Beyond improving speed and cost, 3D printing helps Thermos make better products. "We can make as many prototypes as we need until we achieve our design goals. It allowed us to optimize the fit of the cap stopper and pouring performance of the best-selling Thermos mugs," says R&D engineer Takahiro Maruyama.

Compared with conventional methods, 3D printing creates prototypes with more of the finished product's features. "Threads in the mug's inner cylinder are hard to cut using traditional machining, but the Dimension produces it with no problem," says Maruyama. "All you have to do is send the STL data to the printer and press the start button. Even a young engineer with little experience can make prototypes without a thick user's manual."

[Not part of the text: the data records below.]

PR #4905, opened 2018-08-28
Add sample work json file

alainna:
per member request

### DIFF
--- a/orcid-model/src/main/resources/record_2.1/samples/write_sample/work-full-2.1.json
+++ b/orcid-model/src/main/resources/record_2.1/samples/write_sample/work-full-2.1.json
@@ -1,0 +1,73 @@
+{
+  "language-code": "en", 
+  "contributors": {
+    "contributor": [
+      {
+        "contributor-orcid": {
+          "path": "0000-0001-5109-3700", 
+          "host": "orcid.org", 
+          "uri": "https://orcid.org/0000-0001-5109-3700"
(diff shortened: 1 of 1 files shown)


caoyler:
What's the reason for adding this file? Could we not just point users to https://github.com/ORCID/orcid-conversion-lib instead?  We've resisted adding JSON samples before because we don't want the additional burden of maintaining them (keeping the XML valid is hard enough!)

alainna:
We've had direct requests from members who asked why we offered the bulk works json but not individual works json. They've been referred to the converter, but still request the file. 

Perhaps another option could be to remove all json and add a README.md that refers to the converter. Thoughts?

caoyler:
We provided the bulk json in works as the json is significantly different when writing vs reading, so it's the once section that a member couldn't be expected to figure out on their own before we had the convertor. If there's a high demand for a single work json I think it's fine to add one file- but we do not want to be adding json examples for all the write options. What would you rather offer- json write samples for works but having to explain that we will not provide samples for other sections, or answering questions from members bulk posting works who can't figure out the json since the write doesn't look like read. 

I'll add a link to the convertor from the readmes.

alainna:
I'd rather provide the samples that people frequently request as it's faster than explaining why we don't have them and what to use instead. ; )

rcpeters:
This will have to be automated if we decide to process Closing for now.

PR #4909, opened 2018-08-28
Regex to match the verify email link shold include the lang

amontenegro:


amontenegro:
[Update the verify email page so it doesnt require login](https://trello.com/c/8YhKveWh/5149-update-the-verify-email-page-so-it-doesnt-require-login)

PR #4910, opened 2018-08-28
Since we have several invalid email addresses in prod, lets not valid…

amontenegro:
…ate the email address for updating the current/past status


amontenegro:
[Changing current/past on email address doesn't save](https://trello.com/c/RLYLTWQS/5263-changing-current-past-on-email-address-doesnt-save)

PR #4911, opened 2018-08-28
OrcidNoResultException was not mapped in the ExceptionMapper

amontenegro:


amontenegro:
[3.0 Pub API calling a record that doesn't exists returns a 500 error](https://trello.com/c/4A8XGMxD/5260-30-pub-api-calling-a-record-that-doesnt-exists-returns-a-500-error)

PR #52, opened 2019-11-01
Added tracing via OpenTelemetry with Jaeger exporter

### LINKED ISSUE #11: Request Tracing
If this is going to become a part of the Quay stack, we'll want to make sure it's compatible with the distributed tracing solution.

cc @jpkrohling

jpkrohling:
This PR is a first draft adding distributed tracing to the main claircore code base.

The current state is just enough code to get something to discuss, to validate if the approach is acceptable to the project maintainers.

With this PR, this is a sample trace for the initial vulnerability scanner:

image

Other simpler traces are also present.

Closes #11.

Signed-off-by: Juraci Paixão Kröhling <juraci@kroehling.de>


ldelossa:
@jpkrohling very cool.

We just merged a very large PR into master. Can you re-base off this? 

I do not have a ton of experience with tracing. My first concerns are shoving any code right into DB handling methods - this may not be warranted however. 

Does this implementation provide a way to toggle tracing on and off based on configuration?

jpkrohling:
I thought I had added a flag `tracing.enabled`, but looks like I removed it. I can add it to make it explicit. The current PR disables tracing if the flag `JaegerAgentHostPort` is set to empty, but I think the default value might be set (localhost:6831).

About the database operations: recording a span is a low-risk operation, as the general philosophy is that tracing should *never* break the application being traced. Creating a span is a fast operation, and the real blocking work happens in a background thread. That all said, it might indeed be the case that the value provided by tracing the DB operations is low. I guess only you can judge that :-) I can certainly remove the instrumentation from that part.

I'm out this week and next, but I can certainly rebase the PR based on the current master in the week of Nov 18. Should I take it that the points above are the only concerns about this PR and that the general direction is valid?

jpkrohling:
PR rebased. Here's a new trace based on the current state of this PR:

image

jpkrohling:
I just updated this PR to include a flag to enable/disable tracing. By default, tracing is disabled:

```
$ podman logs libscanhttp
9:26AM INF tracing is disabled
9:26AM DBG starting http server on 0.0.0.0:8080
```

The flag is explicitly set when running `make podman-dev-up`:

```
$ podman logs libscanhttp
9:28AM INF tracing is enabled with the Jaeger Exporter
9:28AM DBG starting http server on 0.0.0.0:8080
```

jpkrohling:
Is this something that is of interest to the project?

ldelossa:
@jpkrohling 

I'm pretty interested in incorporating tracing. However ClairCore is currently under heavy development and I'd like to see it reach v1.0.0 and integrate with Clair under a release branch before we implement this. Sorry for the delay - we are still fleshing out the stable APIs and architecture of the project.

jpkrohling:
Sure, just ping me when this is ready to be reviewed/merged and I'll rebase. For now, I'm removing this from my queue.

PR #69, opened 2019-11-22
RHEL matcher

hdonnay:
This series of commits creates a matcher that works from an OVAL RPM database and adds it to the default set.

Also contains bugfixes and utilities created along the way.


rpm/matcher.go
```diff
@@ -0,0 +1,34 @@
...
+	return true
+}
+
+func (*Matcher) Query() []driver.MatchExp {
+	return []driver.MatchExp{
+		driver.PackageDistributionCPE,
+	}
+}
+
+func (*Matcher) Vulnerable(record *claircore.IndexRecord, vuln *claircore.Vulnerability) bool {
```
ldelossa: I'd put a little comment here just explaining when/why we'd want out the cmp function.

internal/vulnstore/postgres/querybuilder.go
```diff
@@ -24,58 +24,39 @@ func getBuilder(matchers []driver.MatchExp) (string, []driver.MatchExp, error) {
 	seen := make(map[driver.MatchExp]struct{})
 	deduped := []driver.MatchExp{}
 	for _, m := range matchers {
+		if _, ok := seen[m]; ok {
+			continue
+		}
+		var ex goqu.Ex
 		switch m {
+		case driver.PackageName: // ???
```
ldelossa: Can we just nix these from this switch and from MatchExps ?

hdonnay: Yeah, I think removing them and renaming those fields is in order. Is that a separate PR?

ldelossa: @hdonnay you can make a judgement call on that. If it's a far-reaching rename and touches a lot maybe we punt to a dedicated PR. If it seems quick then by all means do it in this one.

rpm/matcher.go
hdonnay: OK

internal/vulnstore/postgres/get.go
```diff
@@ -11,20 +14,34 @@ import (
...
 	query, dedupedMatchers, err := getBuilder(opts.Matchers)
+	if err != nil {
+		return nil, err
+	}
+	h := fnv.New64a()
+	if _, err := io.WriteString(h, query); err != nil {
+		return nil, err
+	}
+	name := hex.EncodeToString(h.Sum(nil))
+	log.Debug().Str("name", name).Msg("built query")
```
ldelossa: Is there value in displaying a hash of the query?

package.go
```diff
@@ -4,17 +4,17 @@ type Package struct {
...
-	// the version of the distribution
+	// the version of the package
 	Version string `json:"version"`
 	// type of package. currently expectations are binary or source
-	Kind string `json:"kind"`
+	Kind string `json:"kind,omitempty"`
 	// if type is a binary package a source package maybe present which built this binary package.
 	// must be a pointer to support recursive type:
-	Source *Package `json:"source"`
+	Source *Package `json:"source,omitempty"`
```
ldelossa: omit empty can break downstream clients no? I usually avoid the need to explain "this field might be there" to ppl utilizing structs via json.

rpm/matcher.go
```diff
@@ -0,0 +1,47 @@
...
+)
+
+// Matcher implements driver.Matcher.
+type Matcher struct{}
+
+var _ driver.Matcher = (*Matcher)(nil)
+
+// Filter implements driver.Matcher.
+func (*Matcher) Filter(record *claircore.IndexRecord) bool {
+	// record.Repository.Kind != "rpm"
```
ldelossa: This is wrong in the case when the record stream this Matcher is dealing with has more then just RPM records. This is an issue of having a single rpm `Matcher`. You must still filter for RPM records or you'll attempt to query non-rpm packages.

rpm/packagescanner.go
```diff
@@ -129,7 +132,7 @@ func (ps *Scanner) ScanContext(ctx context.Context, layer *claircore.Layer) ([]*
 	found := make([]string, 0)
 	for k, score := range possible {
 		if score == len(dbnames) {
-			found = append(found, k)
+			found = append(found, filepath.Join("/", k))
```
ldelossa: Isn't this the case for **just** RHEL containers? Not other RPM based distros?

osrelease/scanner.go
```diff
@@ -123,21 +139,48 @@ func parse(ctx context.Context, r io.Reader) (*claircore.Distribution, error) {
 
 		switch key {
 		case "ID":
+			log.Debug().Msg("found ID")
```
ldelossa: I think these debug messages should go in favor or a single one that summarizes the fully realized dist struct.

osrelease/scanner.go
```diff
@@ -123,21 +139,48 @@ func parse(ctx context.Context, r io.Reader) (*claircore.Distribution, error) {
...
+			log.Debug().Msg("found VERSION")
 			d.Version = value
 		case "ID_LIKE":
 		case "VERSION_CODENAME":
+			log.Debug().Msg("found VERISON_CODENAME")
 			d.VersionCodeName = value
 		case "PRETTY_NAME":
+			log.Debug().Msg("found PRETTY_NAME")
+			d.PrettyName = value
+		case "REDHAT_BUGZILLA_PRODUCT":
```
ldelossa: I would feel better if this was done correctly and we plumbed it into the datamodel. If it's a field that's worth having on the os-release file we don't need to munge it.

ldelossa: Lets void this for now. I think this becomes a moot point once we introduce inverted index.

internal/vulnstore/postgres/get.go
hdonnay: I put it in there as assurance that a query is changing with a different set of matchexps provided

rpm/matcher.go
hdonnay: There's no way to filter for rpm records

osrelease/scanner.go
hdonnay: you mean by loading the os-release file into something like an hstore? That's currently my thinking on how we should approach this.

rpm/packagescanner.go
hdonnay: No, this makes sure the paths are absolute.

rpm/matcher.go
ldelossa: @hdonnay I see.
I would create per-distro matchers in this case like the others. So a RHEL matcher which filters for something in record.Dist.

osrelease/scanner.go
ldelossa: @hdonnay right now the inverted_index branch has us just injesting the vulnerabilities as jsonb documents to obtain the same thing as Hstore in principal. You can make a GIN index on hstore also. But I implemented as jsonb so far.

package.go
hdonnay: this can already be there or not, because it's a pointer. this just makes the resulting json smaller.

ldelossa: @hdonnay the pointer is used to support a recursive datastructure - not so much to support a nil value. 

I can see the point, but won't this make clients more brittle ? And our openapi docs less reliable? I guess right now we return an empty value for it.

PR #71, opened 2019-11-25
Misc fixes

hdonnay:
Found these while doing some testing.

### DIFF
--- a/rpm/packagescanner.go
+++ b/rpm/packagescanner.go
@@ -169,9 +169,19 @@ func (ps *Scanner) ScanContext(ctx context.Context, layer *claircore.Layer) ([]*
 	// permissions later. Otherwise, some layers will have directories without
 	// the write bit created and the permissions set before their contents are
 	// created.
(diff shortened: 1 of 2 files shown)


hdonnay:
Blocks #69

rpm/packagescanner.go
```diff
@@ -169,17 +169,24 @@ func (ps *Scanner) ScanContext(ctx context.Context, layer *claircore.Layer) ([]*
 	// permissions later. Otherwise, some layers will have directories without
 	// the write bit created and the permissions set before their contents are
 	// created.
-	tarcmd := exec.CommandContext(ctx, "tar", "-xC", root)
+	errbuf := bytes.Buffer{}
+	tarcmd := exec.CommandContext(ctx, "tar", "-xC", root, "--exclude", "dev")
```
ldelossa: @hdonnay a little bit of nit, but a comment here about how unprivileged containers will fail without this would help readers understand wh we now exclude.

hdonnay: Agree

PR #79, opened 2019-12-06
Louis/interface swap

ldelossa:
This PR swaps all interfaces to ones which take ctx for cancellation. 
Along the way several un-ran tests (due to bad usage of build tags) were not ran. This PR also makes all integration tests pass. 
Additional work:
* Each TestStore constructor (vulnstore/postgres, indexer/postgres) now returns a DSN of the generated database connection string.
* indexer/controller integration tests were fixed


libvuln/driver/driver.go
```diff
@@ -68,25 +68,25 @@ type Parser interface {
...
+// 	// Fetch should retrieve the target vulnerability data and return an io.ReadCloser
+// 	// with the contents. Fetch should also return a string which can used to determine
+// 	// if these contents should be applied to the vulnerability database. for example
+// 	// a sha265 sum of a OVAL xml file.
+// 	Fetch() (io.ReadCloser, string, error)
+// }
 
 // FetcherNG is an experimental fetcher interface.
 //
 // This may go away or be renamed without warning.
```
hdonnay: Fix this documentation.

PR #84, opened 2019-12-10
Cctool manifest

hdonnay:
This enables `cctool` to understand manifests and generate its own URLs.

This also contains commits for fixing bugs that were shook out while testing this change.


internal/indexer/fetcher/fetcher.go
```diff
@@ -191,10 +191,9 @@ func (f *fetcher) onDisk(ctx context.Context, contents io.ReadCloser, layer *cla
 		return nil, fmt.Errorf("defaultFetcher: unable to create temp file for archive contents")
 	}
 	defer fd.Close()
-	bufferedFD := bufio.NewWriter(fd)
 
 	// write tar to temp file
-	_, err = io.Copy(bufferedFD, contents)
+	_, err = io.Copy(fd, contents)
```
ldelossa: We can still use buff io and call the Flush method, no ?

PR #85, opened 2019-12-11
Add and plumb indexer state

hdonnay:
These commits make a stable identifier for the code of the indexer and its
scanners, and exposes it in libindexhttp.


libindex/libindex.go
```diff
@@ -52,6 +57,26 @@ func New(ctx context.Context, opts *Opts) (*Libindex, error) {
...
+
+	h := md5.New()
+	var ns []string
+	m := make(map[string][]byte)
+	for _, s := range vscnrs {
+		n := s.Name()
+		m[n] = []byte(n + s.Version() + s.Kind() + "\n")
+		ns = append(ns, n)
+	}
+	if _, err := io.WriteString(h, "libindex number: 1\n"); err != nil {
```
ldelossa: why? @hdonnay

hdonnay: I mentioned this in person; this is a string we can change when code inside libindex itself changes.

ldelossa: that was my hunch, feels like it should be somewhere/something more then an line string. My head goes to a Version constant of some sort.

PR #86, opened 2019-12-11
Louis/sql optimize

ldelossa:
This PR optimizes the multi column index to favor the most used MatchExp in each Matcher. 
The query builder is now changed to create queries on a per ScanRecord basis. 
Draft until I rewrite test for the query builder.


rhel/matcher.go
```diff
@@ -19,6 +21,9 @@ func (*Matcher) Name() string {
 
 // Filter implements driver.Matcher.
 func (*Matcher) Filter(record *claircore.IndexRecord) bool {
+	if record.Distribution == nil {
+		log.Printf("Dist is nil")
```
hdonnay: This looks like a leftover debugging print

internal/vulnstore/postgres/get.go
```diff
@@ -14,71 +11,28 @@ import (
...
-				args = append(args, record.Distribution.Arch)
-			case driver.DistributionCPE:
-				args = append(args, record.Distribution.CPE)
-			case driver.DistributionPrettyName:
-				args = append(args, record.Distribution.PrettyName)
-			}
+		query, err := getQueryBuilder(record, opts.Matchers)
+		if err != nil {
+			// if we cannot build a query for an individual record continue to the next
+			log.Debug().Msgf("could not build query for record: %+v", record)
```
hdonnay: Add record as a field and make the message static

PR #95, opened 2020-01-08
Louis/fastest url

ldelossa:
This PR implements a method of obtaining the fastest http.Response given a list of urls. The intended usage is for lists of mirrors where the same content lives at different hosted servers and you want to a client to receive the first mirror that responds.

### DIFF
--- a/pkg/fastesturl/fastesturl.go
+++ b/pkg/fastesturl/fastesturl.go
@@ -62,7 +62,7 @@ func (f *FastestURL) Do(ctx context.Context) *http.Response {
 	var response *http.Response
 	tctx, cancel := context.WithTimeout(ctx, 30*time.Second)
 	defer cancel()
-	// immediately lock so workers do not write to f.Response
+	// immediately lock so workers do not write to response
 	// before Do method blocks on cond.Wait()
 	cond.L.Lock()
 	for _, url := range f.URLs {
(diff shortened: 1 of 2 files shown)


pkg/fastesturl/fastesturl.go
```diff
@@ -0,0 +1,107 @@
...
+	for _, url := range f.URLs {
+		u := url
+		go func() {
+			defer cond.Signal()
+			req := f.Request.Clone(tctx)
+			req.URL = u
+			req.Host = u.Host
+			resp, err := f.Client.Do(req)
+			if err != nil {
+				log.Error().Err(err).Msgf("failed to make request for url: %v", url)
```
hdonnay: Use a constant message, and add the URL as a field.

pkg/fastesturl/fastesturl.go
```diff
@@ -0,0 +1,107 @@
...
+				return
+			}
+			if f.RespCheck(resp) {
+				cond.L.Lock()
+				if response == nil {
+					response = resp
+				} else {
+					// another routine has set f.Response, close this body and discard
+					resp.Body.Close()
```
hdonnay: The body also needs to be closed if `RespCheck() == false`

pkg/fastesturl/fastesturl.go
```diff
@@ -0,0 +1,107 @@
...
+
+// Do will return the first *http.Response which passes
+// f.RespCheck.
+//
+// If no successful *http.Response is obtained a nil is returned
+func (f *FastestURL) Do(ctx context.Context) *http.Response {
+	log := zerolog.Ctx(ctx).With().Str("routine", "fasesturl_do").Logger()
+	cond := sync.NewCond(&sync.Mutex{})
+	var response *http.Response
+	tctx, cancel := context.WithTimeout(ctx, 30*time.Second)
```
ldelossa: @hdonnay 

What do you think is the right way to handle this timeout? Should it remain constant

hdonnay: I think the caller should handle it with the passed-in context

ldelossa: cool, I won't derive a ctx at all then and assume the one being passed in will be used as the caller defines.

PR #98, opened 2020-01-10
Louis/opaque ids

ldelossa:
Transforms all IDs to opaque strings. Right now these strings are DB ids but this puts us in the position to obfuscate if desired moving forward.


ldelossa:
@hdonnay 

I need to regen the test data in the rhel package. What image did you use to gen that IndexReport?

PR #104, opened 2020-01-14
Don't persist empty packages

hdonnay:
Does what it says on the tin, and also adds some logging about what was discarded.

### DIFF
--- a/internal/indexer/postgres/indexpackage.go
+++ b/internal/indexer/postgres/indexpackage.go
@@ -7,6 +7,7 @@ import (
 
 	"github.com/jackc/pgx/v4/pgxpool"
 	"github.com/jmoiron/sqlx"
+	"github.com/rs/zerolog"
 
 	"github.com/quay/claircore"
 	"github.com/quay/claircore/internal/indexer"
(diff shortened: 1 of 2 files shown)


internal/indexer/postgres/indexpackage.go
```diff
@@ -139,6 +156,10 @@ func indexPackages(ctx context.Context, db *sqlx.DB, pool *pgxpool.Pool, pkgs []
 	if err != nil {
 		return fmt.Errorf("final batch insert failed for package_scanartifact: %v", err)
 	}
+	log.Debug().
+		Int("skipped", skipCt).
+		Int("inserted", len(pkgs)-skipCt).
+		Msg("scanartifactss inserted")
```
ldelossa: double s :snake:

internal/vulnstore/postgres/putvulnerabilities.go
```diff
@@ -113,11 +117,13 @@ func putVulnerabilities(ctx context.Context, pool *pgxpool.Pool, updater string,
...
 	// safe sized batch inserts to postgres
 	mBatcher := microbatch.NewInsert(tx, 2000, time.Minute)
 	for _, vuln := range vulns {
-		if vuln.Package == nil {
-			vuln.Package = &claircore.Package{}
+		if vuln.Package == nil || vuln.Package.Name == "" {
+			skipCt++
+			continue
 		}
 		if vuln.Dist == nil {
```
ldelossa: @hdonnay 
I'm thinking... if we do not have a distribution associated with the vulnerability - we don't match it either...
With your knowledge of the RPM stuff as well does it make sense to ignore vulns where we can't get a distribution either? Most of the time we munge this field ourselves anyway.

hdonnay: I'm fine with that, I think. I'll think about it a bit and complain if I can come up with a counterexample.

ldelossa: @hdonnay 

Thinking about it... all matchers return a MatchContraint which means they require their pending vulns to have dists as well.

PR #106, opened 2020-01-15
Louis/remove db coalescer

ldelossa:
This PR removes the indexer's Store implementation from the Coalescer implementations. This is step one to moving internal indexer interfaces to a driver package.


internal/indexer/linux/coalescer.go
```diff
@@ -23,18 +22,12 @@ type layerArtifacts struct {
 // for dpkg, os-release, and apt scanners
 type Coalescer struct {
 	// a store to access scanartifacts
```
hdonnay: old comment

internal/indexer/controller/coalesce.go
```diff
@@ -13,22 +13,55 @@ import (
 
 // coalesce calls each ecosystem's coalescer and merges the returned IndexReports
 func coalesce(ctx context.Context, s *Controller) (State, error) {
-	coalescers := []indexer.Coalescer{}
+	cctx, cancel := context.WithCancel(ctx)
```
hdonnay: Why this inner context? I don't think anything gets spawned outside the errgroup. Using `errgroup.WithContext` would be simpler

ldelossa: If the main go routine encounters an error dispatching Coalesce go routines, I want the entire tree of routines to end, so I derive a ctx with cancel immediately and then defer the cancel. If the main go routines ends with an exception, all children are killed as well. 

it seems like errgroup.WithContext() just adds an additional ctx to maintain in the method and doesn't provide much other value. 

for example:

```
// coalesce calls each ecosystem's coalescer and merges the returned IndexReports
func coalesce(ctx context.Context, s *Controller) (State, error) {
	cctx, cancel := context.WithCancel(ctx)
	defer cancel() // still need to derive this so main routine can cancel
	mu := sync.Mutex{}
	reports := []*claircore.IndexReport{}
	g, ctx := errgroup.WithContext(cctx) // don't have much use for this derived ctx
	// dispatch a coalescer go routine for each ecosystem
	for _, ecosystem := range s.Ecosystems {
```

instead I just pass the launched go routines the cctx which, if there is an error in the dispatching main go routine, any inflight will cancel.

hdonnay: Oh, I see, because the layer artifacts are being constructed in serial and then only concurrently coalescing at the end.

ldelossa: yup, kinda like a "prep then dispatch" thing.

ldelossa:
@hdonnay 

Just dealt with merge conflicts. The new Digest type makes it tough to test arbitrary layer fixtures. 
I made Repr public with a comment in order to create Layer objects in test tables without trouble.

Once it had seen the benefits of 3D printing, Matsuyama's design team expanded its capabilities, adding a second Dimension 3D Printer in 2008, and adopting PolyJetTM technology in 2012 with an Objet260 ConnexTM 3D Printer. PolyJet 3D Printing empowers the team to make detailed, smooth models in multiple materials. Impressively, a prototype can emerge from the 3D printer with a mixture of clear and rubberlike features suitable for liquid and gas testing. Together, the two 3D printing technologies enhance design reviews and streamline development, quality testing — even production, where Thermos uses custom FDM tooling built in-house.

Consumers are always looking for impressive new products, and Thermos strives to answer with lighter weight, better usability and better pouring performance. 3D printing gives the company the agility to innovate fast and maintain leadership in its industry.